Duration: 09/2021 - 08/2024

Funding: This project has received funding from the European Union's Horizon 2020 research and innovation programme under Grant Agreement 953783

Grant Website: external page https://cordis.europa.eu/project/id/953783

 

Project Website: external page https://dit4tram.eu/

 

Our mobility ecosystem is becoming increasingly complex, especially in urban areas. This makes it virtually impossible to manage traffic in the traditional centralized way. Is another approach conceivable? In the EU project DIT4TraM we apply swarm intelligence: with little or no control from above, yet still achieving a common goal. This approach is tested in six different pilots.
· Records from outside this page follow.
PR #349, opened 2023-12-08
Feature | V3 Support Multiple Authenticators

Sammyjo20:
With previous versions of Saloon, you could only have one authenticator per connector/request. This meant that if an API utilized multiple ways of authentication like a certificate and an `Authorization` header you would have to write it manually. You can now use the `MultiAuthenticator` to use multiple authenticators at once.

```php
protected function defaultAuth(): Authenticator
{
    return new MultiAuthenticator(
         new TokenAuthenticator('example'),
         new HeaderAuthenticator('api-key', 'X-API-Key'),
    );
}
```

This is a backwards-compatible change and it's entirely opt-in.


Sammyjo20 (commented):
Self review

Sammyjo20:
Update - some feedback is suggesting just introduce the new `MultiAuthenticator` authenticator which can be used when multiple authenticators want to be used at the same time.

src/Traits/Auth/AuthenticatesRequests.php
```diff
@@ -32,17 +35,26 @@ protected function defaultAuth(): ?Authenticator
...
-        return $this->authenticator ?? $this->defaultAuth();
+        if (isset($this->authenticator)) {
+            return $this->authenticator;
+        }
+
+        if ($defaultAuth = $this->defaultAuth()) {
+            $this->authenticate($defaultAuth);
+        }
+
+        return $this->authenticator;
```
JonPurvis: Could you perhaps shorten this code to:

```php
return $this->authenticator ?? $this->authenticate($this->defaultAuth()) ?? $this->authenticator;
```

JonPurvis (approved):
Hey @Sammyjo20 

I really like this idea and can see it coming in very useful for Saloon users. I can't see anything in the code that stands out as problematic. My only comment is a suggestion that equals in a bit less code, but absolutely does not need doing if you don't want to.

src/Traits/Auth/AuthenticatesRequests.php
boryn: And isn't `$this->authenticator` duplicated? I can see it the first and the last?

Sammyjo20 (commented):
Self review

src/Traits/Auth/AuthenticatesRequests.php
Sammyjo20: I've decided to revert to the old code and just accept a `MultiAuthenticator` instance instead of an array or an authenticator - keeps it simpler!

It’s a fascinating spectacle—tens of thousands of starlings that form beautiful moving patterns in the air. Their aim is to scare off their natural enemies, biologists explain. The great thing is that they succeed in doing so without any direction or guidance from above. How do they do that? The swarm creates harmonious patterns because all birds individually follow a small set of local rules. These rules are also remarkably simple, like ‘keep enough distance from the neighbors, but not too much.’

Swarm intelligence
Traffic participants also have a common interest, namely a smooth and safe flow of traffic. To achieve these goals, road authorities use centralized traffic and mobility management to control and correct the traffic flows. But our mobility ecosystem has become so complex over the years that controlling traffic ‘from above’ is no longer tenable—especially if we want to manage it in a multi-modal way and include new transport services as well.

This forces us to think about a completely different approach to our traffic and mobility management. In this context, can we learn from the starlings and stop regulating centrally and top-down, and instead start regulating locally and bottom-up?

In the DIT4TraM project, Distributed Intelligence and Technology for Traffic and Mobility Management, external page twenty knowledge institutions, companies and governments are investigating and testing for the first time whether this ‘swarm intelligence’ approach is feasible for traffic and transport. Our focus is on individual travelers, connected cars, smart bicycles, and intelligent traffic control systems. Simply put, we are exploring how we can get these agents to communicate and interact locally in such a way that they automatically contribute to the greater goal of a smooth and safe traffic flow.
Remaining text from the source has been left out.